WORK REQUIRED | In the listing beneath this line, copy exactly the lines starting with the one containing "https://github.com/open-power/sbe/pull/15" and going on through the one containing "thing to have.".

↓↓↓

PR #3240, opened 2019-10-25
Enable Radeon driver on Petitboot

klauskiwi:
There are use-cases requiring the Radeon DRM driver to be enabled, so
that the Petitboot console output to be seen through a display connected
to it at boot. The radeon drivers were disabled until recently due to a
driver bug preventing it to work properly with kexec, which have been
fixed as of kernel 5.3.7


klauskiwi:
@shenki @oohal please review... at this point I'm not sure if we're hitting expected failures from the CI or we're really beyond the max size for the pnor

```
cd build/buildpnor/ && /usr/bin/make --no-print-directory --no-builtin-rules --no-builtin-variables buildpnor
make[6]: Nothing to be done for 'buildpnor'.
true
../src/build/trace/tracehash_hb.pl -c -d ../obj -s ../img/hbotStringFile
    GENLIST    hbibl
ERROR: ../img/hbibl.bin too large. Max allowed size is 32768
makefile:435: recipe for target 'imgsizecheck' failed
make[5]: *** [imgsizecheck] Error 1
    GENLIST    hbicore
make[5]: *** Waiting for unfinished jobs....
    GENLIST    securerom
    MAKE       bootloader IMAGE
    GENLIST    hbicore_test
    GENLIST    hbirt_test
    GENLIST    hbirt

Combining Hash strings...
```

klauskiwi:
retest this please

oohal:
> Given the radeon driver is broken when kexecing, I don't think we are ready to enable the radeon driver in petitboot: https://git.kernel.org/pub/scm/linux/kernel/git/torvalds/linux.git/commit/?id=8d13c187c42e110625d60094668a8f778c092879
> 
> Users who wish to use petitboot on their monitors should use the aspeed graphics.

Please do not encourage VGA using. That's just mean.

Do we need to carry that patch in the petitkernel? We've carried the xHCI kexec patch since forever so it doesn't seem like a major ask.

klauskiwi:
> 
> 
> > Given the radeon driver is broken when kexecing, I don't think we are ready to enable the radeon driver in petitboot: https://git.kernel.org/pub/scm/linux/kernel/git/torvalds/linux.git/commit/?id=8d13c187c42e110625d60094668a8f778c092879
> > Users who wish to use petitboot on their monitors should use the aspeed graphics.
> 
> Please do not encourage VGA using. That's just mean.
> 
> Do we need to carry that patch in the petitkernel? We've carried the xHCI kexec patch since forever so it doesn't seem like a major ask.

I agree that, considering sound use case / justification and the fact that this runs fine on Power Systems, we could probably carry this while it's being sorted out upstream (a bug is a bug, and a partial solution is one type of solution).

At this point I can't figure out, though, why the CI failed, and the logs are gone, so I'll ask to retest this please.

klauskiwi:
So looks like the resulting image is too big. From the http://blade4a.ozlabs.ibm.com:8080/job/op-build/job/op-build-PR/1288/ logs:

```
<...>
SECBOOT section size: 147456, bytes used: 147456, bytes unused: 0
ATTR_PERM section size: 32768, bytes used: 32256, bytes unused: 512
NVRAM section size: 589824, bytes used: 589824, bytes unused: 0
BOOTKERNEL section size: 16252928, bytes used: 32505856, bytes unused: -16252928
ERROR: PnorUtils::checkSpaceConstraints: Image provided (/scratch/jenkins/workspace/op-build/op-build-PR/PLATFORM/sdk/label_exp/austin/output-ubuntu1804-witherspoon_defconfig/host/powerpc64le-buildroot-linux-gnu/sysroot/openpower_pnor_scratch//zImage.epapr) has size (32505856) which is greater than allocated space (16252928) for section=BOOTKERNEL.  Aborting! at /scratch/jenkins/workspace/op-build/op-build-PR/PLATFORM/sdk/label_exp/austin/output-ubuntu1804-witherspoon_defconfig/host/powerpc64le-buildroot-linux-gnu/sysroot/hostboot_build_images/PnorUtils.pm line 446.
<...>

@oohal any thoughts on how to proceed?

```

KyleMahlkuch:
The original radeon patch breaks some x86 boxes so I'm still working on getting that in the upstream kernel. 
There's a chance some of these radeon firmware packages aren't needed in petitboot. We don't need 3D graphics, etc in petitboot so that could potentially make the image smaller if we can determine which are needed / not needed. I will keep looking into this option.

klauskiwi:
Closing while this is better established and justified

PR #3246, opened 2019-10-25
Modify mihawk config files

chcyjoy:
Modify mihawk config to sync up settings from witherspoon.

Signed-off-by: Joy Chu <joy_chu@wistron.com>


oohal:
retest this please

PR #3247, opened 2019-10-25
libflash: skiboot v6.5-61-g66ab3cbd

opalci:
We have merged 100+ pathes after v6.4. I didn't realize that we have
separate package for libflash and missed to update :-(


opalci:
Note that for now I have created separate PR for libflash. Eventually I will integrate this with skiboot PR and will have one PR.

-Vasant

PR #3283, opened 2019-11-08
Modify kernel partition size for some built-in tools

chcyjoy:
Add openpower-pnor patch file to increase Bootloader Kernel partition size to 20MB for built-in RAID tool support

Signed-off-by: Joy Chu <joy_chu@wistron.com>

### DIFF
--- a/openpower/configs/mihawk_defconfig
+++ b/openpower/configs/mihawk_defconfig
@@ -1,5 +1,6 @@
 BR2_powerpc64le=y
 BR2_powerpc_power8=y
+BR2_GLOBAL_PATCH_DIR="$(BR2_EXTERNAL_OP_BUILD_PATH)/patches/mihawk-patches"
 BR2_BINUTILS_EXTRA_CONFIG_OPTIONS="--enable-targets=powerpc64-linux"
 BR2_GCC_VERSION_6_X=y
 BR2_EXTRA_GCC_CONFIG_OPTIONS="--enable-targets=powerpc64-linux --disable-libsanitizer"
--- a/openpower/patches/mihawk-patches/openpower-pnor/openpower-pnor-20191118-change-kernel-size-to-24MB.patch
+++ b/openpower/patches/mihawk-patches/openpower-pnor/openpower-pnor-20191118-change-kernel-size-to-24MB.patch
@@ -1,0 +1,161 @@
+diff --git a/p9Layouts/defaultPnorLayout_64.xml b/p9Layouts/defaultPnorLayout_64.xml
+index 3f74223..86b8053 100644
+--- a/p9Layouts/defaultPnorLayout_64.xml
++++ b/p9Layouts/defaultPnorLayout_64.xml
+@@ -222,10 +222,10 @@ Layout Description
+         <readOnly/>
+     </section>
+     <section>
+-        <description>Bootloader Kernel (15.5MB)</description>
++        <description>Bootloader Kernel (24MB)</description>
+         <eyeCatch>BOOTKERNEL</eyeCatch>
+         <physicalOffset>0x2141000</physicalOffset>
+-        <physicalRegionSize>0xF80000</physicalRegionSize>
++        <physicalRegionSize>0x1800000</physicalRegionSize>
+         <side>A</side>
+         <sha512Version/>
+         <readOnly/>
+@@ -233,7 +233,7 @@ Layout Description
+     <section>
+         <description>OCC Lid (1.125M)</description>
+         <eyeCatch>OCC</eyeCatch>
+-        <physicalOffset>0x30C1000</physicalOffset>
++        <physicalOffset>0x3941000</physicalOffset>
+         <physicalRegionSize>0x120000</physicalRegionSize>
+         <side>A</side>
+         <sha512Version/>
+@@ -243,7 +243,7 @@ Layout Description
+     <section>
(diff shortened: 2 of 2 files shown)


stewartsmith:
A better way to do this would be to have a partition for petitboot plugins.

Bumping the size of the initramfs slows down boot. It's about 1MB/sec to read from flash over LPC, and 16->20MB means 4 extra seconds of boot time.

chcyjoy:
@stewartsmith We take p9dsu's commit as a reference.
https://github.com/supermicro/p9dsu-op-build/blob/master/openpower/custom/patches/openpower-pnor/0001-bootloader-kernel-size-to-24-MB.patch

@jk-ozlabs There isn't any partition for petitboot. What do you think about it?

--joy chu

jk-ozlabs:
Like @stewartsmith has mentioned, it'd be much better as a separate partition for those built-in tools, especially with the different licenses in use there (I assume? there doesn't seem much info about those here). That would be a matter of adding a new partition, which petitboot would discover as a source for plugins; a lot of the infrastructure already exists for that.

Additionally, the extra `BOOTKERNEL` size will slow down boot, and it's one of the larger contributors to boot time.

That said, it's specific to wistron machines, so if those concerns are acceptable, it's really your call to make.

chcyjoy:
@stewartsmith After our evaluation, we decide to change the kernel partition size to 24MB. The increase of the boot time is acceptable for us.

Due to the tight schedule, would you help us merge the commit? We'll remove this patch if there's code base update upstream or a new petitboot partition in the future.

--joy chu

klauskiwi:
> @stewartsmith After our evaluation, we decide to change the kernel partition size to 24MB. The increase of the boot time is acceptable for us.
> 
> Due to the tight schedule, would you help us merge the commit? We'll remove this patch if there's code base update upstream or a new petitboot partition in the future.
> 
> --joy chu

Joy,

Considering this change is limited to Mihawk only, and that apparently we don't have the time/resources to do anything better (with another partition as suggested), I believe we can merge this patch - However, there's no way I can tell it works correctly, since there's no CI or test results posted here or in OP940.

Please provide some evidence that this was tested in Mihawk and please plan to add Mihawks to upstream (here) and downstream CI as well..

chcyjoy:
> > @stewartsmith After our evaluation, we decide to change the kernel partition size to 24MB. The increase of the boot time is acceptable for us.
> > Due to the tight schedule, would you help us merge the commit? We'll remove this patch if there's code base update upstream or a new petitboot partition in the future.
> > --joy chu
> 
> Joy,
> 
> Considering this change is limited to Mihawk only, and that apparently we don't have the time/resources to do anything better (with another partition as suggested), I believe we can merge this patch - However, there's no way I can tell it works correctly, since there's no CI or test results posted here or in OP940.
> 
> Please provide some evidence that this was tested in Mihawk and please plan to add Mihawks to upstream (here) and downstream CI as well..


After adding the patch to increase kernel partition, we put the tools under openpower/overlay/bin. The PNOR can be built successfully.

The pnor version is
### open-power-mihawk-v20191120_kernel24MB
        op-build-v2.4-246-g74277a39
        buildroot-2019.05.3-12-gd2eb9d62c1
        skiboot-v6.5-61-g66ab3cbd
        hostboot-9c7a264
        occ-3ab2921
        linux-5.3.7-openpower1-p0be1ca5
        petitboot-v1.10.4
        machine-xml-f6ec5aa
        hostboot-binaries-hw080119a.940
        capp-ucode-p9-dd2-v4
        sbe-2742319
        hcode-hw110519a.opmst

 The op-build log are as below.
[mihawk_opbulid_201911201402.zip](https://github.com/open-power/op-build/files/3868942/mihawk_opbulid_201911201402.zip)
[mihawk_rebuild_kernel_pnor_201911201724.log](https://github.com/open-power/op-build/files/3868920/mihawk_rebuild_kernel_pnor_201911201724.log)

We have two tools, storcli64 and sas3flash, now. Here's the log that i tried some commands under petitboot.
[MobaXterm_10.32.49.2p2200BMC_20191120_191107_storcli_sas3flash.txt](https://github.com/open-power/op-build/files/3868933/MobaXterm_10.32.49.2p2200BMC_20191120_191107_storcli_sas3flash.txt)

klauskiwi:
@crgeddes @lpfluisfer Christian and Luis, this looks correct and safe to me, but I'm not completely comfortable with the PNOR layout file. Can you review and check if this can be merged (note this is patching the PNOR layout for Mihawk only).

Also let us know if you prefer this handled differently (i.e., a separate pnor layout file for mihawk, or something else)

youhour:
can someone tell me whether the patch just to increase the partition size or it also include the tool binary images?   Thanks in advance.

crgeddes:
@youhour The commits in this pull-request are only increasing the size of the BOOTKERNEL section of the mihawk pnor layout. From what I see there is no mention of what is going to be loaded into the newly allocated space.

@klauskiwi I am okay with these changes. Math looks right and the total size is still under 64 MB

youhour:
@crgeddes Thank you Christian.  That was what I was hopping for.

stewartsmith:
This is the same excuse used previously. It really should be done properly rather than a continuous string of hacks.

Using a patch is a rather fragile mechanism for this too, and with no in tree usage of the extra space, any rework to flash assembly (see my patches on this) is likely to just make every platform the same.

PR #3318, opened 2019-12-03
Add hostboot submodule update

strange671:
Hostboot now includes libmctp, which is imported as a git submodule. Thus, in order to build Hostboot with MCTP (Management Component Transport Protocol) support, we must clone the git tree and its sub-modules.

Signed-off-by: Jet Li <Jet.Li@ibm.com>


stewartsmith:
I don’t understand the reasoning from the text in the PR. Can you elaborate?

strange671:
In Hostboot that has submodule config, but it will not also download while to build. So I want to make a global change when submodule exists that it will clone.

stewartsmith:
That doesn't make anything clearer.

From peering into the Hostboot repo, how about this:


"Hostboot now includes libmctp, which is imported as a git submodule. Thus, in order to build Hostboot with MCTP (Management Component Transport Protocol) support, we must clone the git tree and its sub-modules."

-- 
  Stewart Smith
  stewart@flamingspork.com

bofferdn:
The git submodule makefile directive won't work here since it requires the git site method, which is not configured for this package.

strange671:
Many thanks, I've edited it. For site_method that does not git, I'll drop this PR.

PR #3340, opened 2019-12-15
Linux v5.4.3-openpower1

stewartsmith:
All the out of tree patches are merged. We have to keep v5.3 headers or wait for buildroot to bump.

For me, needed for fixing NVME bugs (which could have been v5.3.8, but may as well go to v5.4).

It compiles, about to boot test :)


oohal:
If we're using 5.4 are the BR config files supposed to have BR2_KERNEL_HEADERS_5_3=y everywhere?

stewartsmith:
> The way we've done this in the past is to bump to use the same kernel headers for the toolchain/userspace as we use for the kernel.

Yeah, just have to bump buildroot to do that.

shenki:
I've put this up which will hopefully help you out with your nvme issues in the short term

 https://github.com/open-power/op-build/pull/3342

When someone finds time to bump buildroot, we can move to the 5.4 kernel.

shenki:
Thanks for the patch. We've now moved to 5.4.7, so I'll close this.

stewartsmith:
Perfect, thanks.

PR #3341, opened 2019-12-15
RaptorCS Blackbird support

stewartsmith:
Hostboot config is basically Witherspoon but with LPC PORT 80h turned on
defconfig is from Witherspoon, with Blackbird XML setup from Raptor's tree.

NOTE: without linux v5.4.3 (or at least anything more recent than v5.3.7) my Intel SSD doesn't show up in Petitboot.

Also note that the blackbird-xml project doesn't yet existing in the open-power org, so you need to grab it from my repo (or Raptor's). Consider this a request to branch mine in :)

Signed-off-by: Stewart Smith <stewart@flamingspork.com>


stewartsmith:
I've sent the skiboot patch upstream: https://patchwork.ozlabs.org/patch/1208967/

sharkcz:
Hmm, I guess I should make the same for Talos :-)

madscientist159:
Did the IPL observer stuff ever make its way in to upstream?  Especially w/ Talos II it's pretty critical. ;)

stewartsmith:
On Sun, Dec 15, 2019, at 10:45 PM, Timothy Pearson wrote:
> Did the IPL observer stuff ever make its way in to upstream? Especially 
> w/ Talos II it's pretty critical. ;)

Not sure on the BMC side.

The host side, we have it upstream in skiboot, but the hostboot part isn't there, and there's nothing in the petitboot environment which would do the final write of 254,254.

sharkcz:
I have started https://wiki.raptorcs.com/wiki/Firmware_Upstreaming (it got few changes from @merklort for the hostboot part) some time ago, probably based on the Talos GA branch (2018-04-19), not on the v2 firmware (2019-04-16).

madscientist159:
I know that was one of the main blockers to upstreaming -- we don't want to have the support issues associated with OCC reads during IPL (or completely disables fan controls, for that matter).  The former in particular was quite expensive as the symptoms lead to spurious mainboard / CPU RMA in some cases and escalation to higher level support in many others.

While I'd really like to see upstream support, we need to have the IPL observer support merged into the subcomponents first.  Any chance that can happen?

sharkcz:
Can't we start with the machine specific "overlay" in openpower/patches/talos-patches until they are properly upstreamed? How much of the non-upstream patches is shared between Blackbird and Talos?

stewartsmith:
It’s probably a fair bit. I’ll try and get an updated PR sometime in the next day or so

dcrowell77:
There were some internal network issues recently so I'm guessing that is what the CI fail probably is.

dcrowell77:
retest this please

madscientist159:
> Can't we start with the machine specific "overlay" in openpower/patches/talos-patches until they are properly upstreamed? How much of the non-upstream patches is shared between Blackbird and Talos?

Yes, a local set of patches combined with a RCS overlay directory would work.  Most of the modifications are common between Talos II / Blackbird / Condor; please feel free to pull whatever you need from our repos as we have retained the original Apache / GPL / BSD licenses for the modified components (newly written components are normally GPL v3 from our side, licenses are in the file headers).

stewartsmith:
The v2 for skiboot patch, which talks IPL Observer: https://patchwork.ozlabs.org/patch/1210958/

oohal:
retest this please

madscientist159:
@stewartsmith Getting the IPL observer stuff into the SBE and hostboot would also be good -- in particular, the SBE patches (in our tree) drive the progress bar during the first part of the Blackbird boot, and have proven very useful over time to determine bad CPUs / sockets from hostboot issues at a glance.

stewartsmith:
hoping we can have someone still working for IBM push the SBE patches, I’m a bit less inclined to mess with mine now that I don’t have crorecoversbe laying around...

madscientist159:
I'd be willing to test any patches to upstream, since I do have access to the recovery system...

madscientist159:
Just dug this back up:
https://github.com/open-power/sbe/pull/15

sharkcz:
I have updated https://wiki.raptorcs.com/wiki/Firmware_Upstreaming with SBE, HCODE, OCC and Hostboot. Seems there is just few changes in the Raptor branches for these components.

madscientist159:
Most center around the IPL observer, bit frustrating to have the simple PRs sit for > 8 months TBH.

dcrowell77:
Is the SBE PR the only one outstanding?  I understand the frustration, I'll try to shake a tree.

sharkcz:
If I see right in the wiki page above, then we need https://git.raptorcs.com/git/talos-hostboot/commit/?id=d90e6c513094231f622a427030f3dbca1eeb5ed5 for the hostboot part. @madscientist159 will know if there has been a PR already.

dcrowell77:
Of course the link was added after I read it.  It looks like 3 new commits.  Make some PRs and I'll at least get them into the pipeline (with no promises on getting a lot of attention).

sharkcz:
op-build WIP with Talos support = https://github.com/sharkcz/op-build/tree/talos
skiboot WIP with Talos using LPC observer = https://github.com/sharkcz/skiboot/tree/talos-lpc

be aware, not even compile tested

madscientist159:
FWIW 0xfefe is the IPL observer code for Linux online and userspace launched.  Skiboot should NOT be sending it; it confuses two parts of the process and tells the BMC IPL has successfully finished when in fact it's only partially done.

sharkcz:
@madscientist159, I understand your position. The open question is, whether there is a way to do the signalling correctly and upstreamable. How do the other platforms handle this kind of communication between the host and BMC?

madscientist159:
@sharkcz I've seen a bunch of different methods over the years including writes to scratch registers in the south bridge.  What is wrong with a small userspace tool poking the last status code out the LPC port?

sharkcz:
@madscientist159, nothing is wrong, it's for my education and overview :-) Also I'm thinking how it could be integrated into upstream.

madscientist159:
@sharkcz we actually need an LPC access module for other reasons, something that can allow root to read / write bytes, nothing fancy.  I can see why it might be desirable to disable the debug interface, but LPC access is a useful and reasonable thing to have.

I wonder if we can do a simple device node that takes basic commands like IO_LPC_SET_TARGET_ADDRESS, IO_LPC_WRITE_BYTE, IO_LPC_READ_BYTE?

stewartsmith:
We won’t have debugfs mounted in any secure mode

stewartsmith:
What alternate code can I send down that kicks on fan control? By the time skiboot exits there’s nothing touching anything that wouldn’t happen during Normal runtime

madscientist159:
Would there be an objection to an LPC access module in secure mode, if we were to write one?

stewartsmith:
Something that did just this poke? Probably not. But arbitrary access? Yeah.

madscientist159:
Yeah was looking at arbitrary access, see my post a few above about a possible IO_ access mechanism around /dev/lpc or similar.

PR #3369, opened 2020-01-02
buildroot: Support kernel 5.4

shenki:
This picks up a buildroot commit to support Linux 5.4. It does not
change the default.


shenki:
Superseded by https://github.com/open-power/op-build/pull/3373

PR #3408, opened 2020-01-21
kernel: Enable security options

shenki:


shenki:
This change depends on userspace support for kexec_file_load. See https://github.com/open-power/op-build/issues/3418

shenki:
The patch no longer sets FORCE_INTEGRITY=y, so it can be merged independnetly of userspace support for kexec_file.

PR #3443, opened 2020-02-11
P9 DTS file for separate core/thread events and NVLINK fix

kgdeepak:
P9 DTS file for separate core/thread events and NVLINK fix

↑↑↑

SOLUTION TO THIS EXERCISE |
https://github.com/open-power/sbe/pull/15

sharkcz:
I have updated https://wiki.raptorcs.com/wiki/Firmware_Upstreaming with SBE, HCODE, OCC and Hostboot. Seems there is just few changes in the Raptor branches for these components.

madscientist159:
Most center around the IPL observer, bit frustrating to have the simple PRs sit for > 8 months TBH.

dcrowell77:
Is the SBE PR the only one outstanding?  I understand the frustration, I'll try to shake a tree.

sharkcz:
If I see right in the wiki page above, then we need https://git.raptorcs.com/git/talos-hostboot/commit/?id=d90e6c513094231f622a427030f3dbca1eeb5ed5 for the hostboot part. @madscientist159 will know if there has been a PR already.

dcrowell77:
Of course the link was added after I read it.  It looks like 3 new commits.  Make some PRs and I'll at least get them into the pipeline (with no promises on getting a lot of attention).

sharkcz:
op-build WIP with Talos support = https://github.com/sharkcz/op-build/tree/talos
skiboot WIP with Talos using LPC observer = https://github.com/sharkcz/skiboot/tree/talos-lpc

be aware, not even compile tested

madscientist159:
FWIW 0xfefe is the IPL observer code for Linux online and userspace launched.  Skiboot should NOT be sending it; it confuses two parts of the process and tells the BMC IPL has successfully finished when in fact it's only partially done.

sharkcz:
@madscientist159, I understand your position. The open question is, whether there is a way to do the signalling correctly and upstreamable. How do the other platforms handle this kind of communication between the host and BMC?

madscientist159:
@sharkcz I've seen a bunch of different methods over the years including writes to scratch registers in the south bridge.  What is wrong with a small userspace tool poking the last status code out the LPC port?

sharkcz:
@madscientist159, nothing is wrong, it's for my education and overview :-) Also I'm thinking how it could be integrated into upstream.

madscientist159:
@sharkcz we actually need an LPC access module for other reasons, something that can allow root to read / write bytes, nothing fancy.  I can see why it might be desirable to disable the debug interface, but LPC access is a useful and reasonable thing to have.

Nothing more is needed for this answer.